Good luck and post some pics as we go along. I would like to see how it's doing.

Here is a pic of mine to keep you positive!!


----------



## DennisZ (Feb 3, 2015)

Wow, your bubble coral is beautiful. They're probably my favorite LPS coral out there. 

Update on mine: I fed it some bits of mysis shrimp last night. It slowly ate it, which is a good sign. It didn't have it's feeder tentacles out though. I'm going to try to feed it daily or once every two days in small servings to help it along. This morning it was also looking a lot better.


----------



## altcharacter (Jan 10, 2011)

Oh wow it's a baby!!! You shouldn't have to feed it everyday since you would just be polluting the water. Rather, try to feed it 2-3 times a week and make sure the tank is a bit dirtier than usual. LPS tend to like water that isn't as clean.


----------



## DennisZ (Feb 3, 2015)

Thanks for the advice. I am also just beginning to realize that the corals I picked up from Big als are all in pretty rough shape. The ricordea I got was partially bleached. Ahh, noob mistakes.... Good thing they were all cheap. 
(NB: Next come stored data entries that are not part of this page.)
PR #717, opened 2026-07-04
fix: Set explicit text color on proposal status context label

evanaronson:
## Description

The status context label on `ProposalDataListItem.Structure` (the **X** in "in X" next to the status tag) rendered with no text color class, so it inherited the consuming app's default color — plain black instead of the design system's `text-neutral-800`.

This adds `text-neutral-800` to the wrapping element.

An audit of all 150 component source files in the kit found no other text nodes missing an explicit color class — this was the only offender.

## Checklist
- [x] Changeset added
- [x] Component tests pass

🤖 Generated with [Claude Code](https://claude.com/claude-code)


thekidnamedkd (approved):
lgtm 👍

Anyway, I will be feeding the coral in small amounts every other day (3 times a week) and slowing increasing the light. I have the LED fixture set to it's lowest output at the moment so the coral doesn't bleach since it was in pretty low light at big als. I'm sure it'll appreciate better lighting.


----------



## DennisZ (Feb 3, 2015)

Just a quick update. The coral seems to be fully extended during the day but completely retracted during the night. I always thought it would have sweepers at night for feeding. Does anyone else's plerogyra do this? Usually all my lps are active feeders at night so I find this odd.


----------



## DennisZ (Feb 3, 2015)

Update. Today I witnessed something that might be bad. The coral started expelling a lot of brown waste, which I think might be zooxanthalle. :/ 

I hope it's going to be OKAY. Everything else in the tank is doing well.


----------



## altcharacter (Jan 10, 2011)

The sweeper corals usually come out when it feeds but this doesn't mean it's at night time. Mine tends to have it's feeders come out around 6-8pm before the lights go out.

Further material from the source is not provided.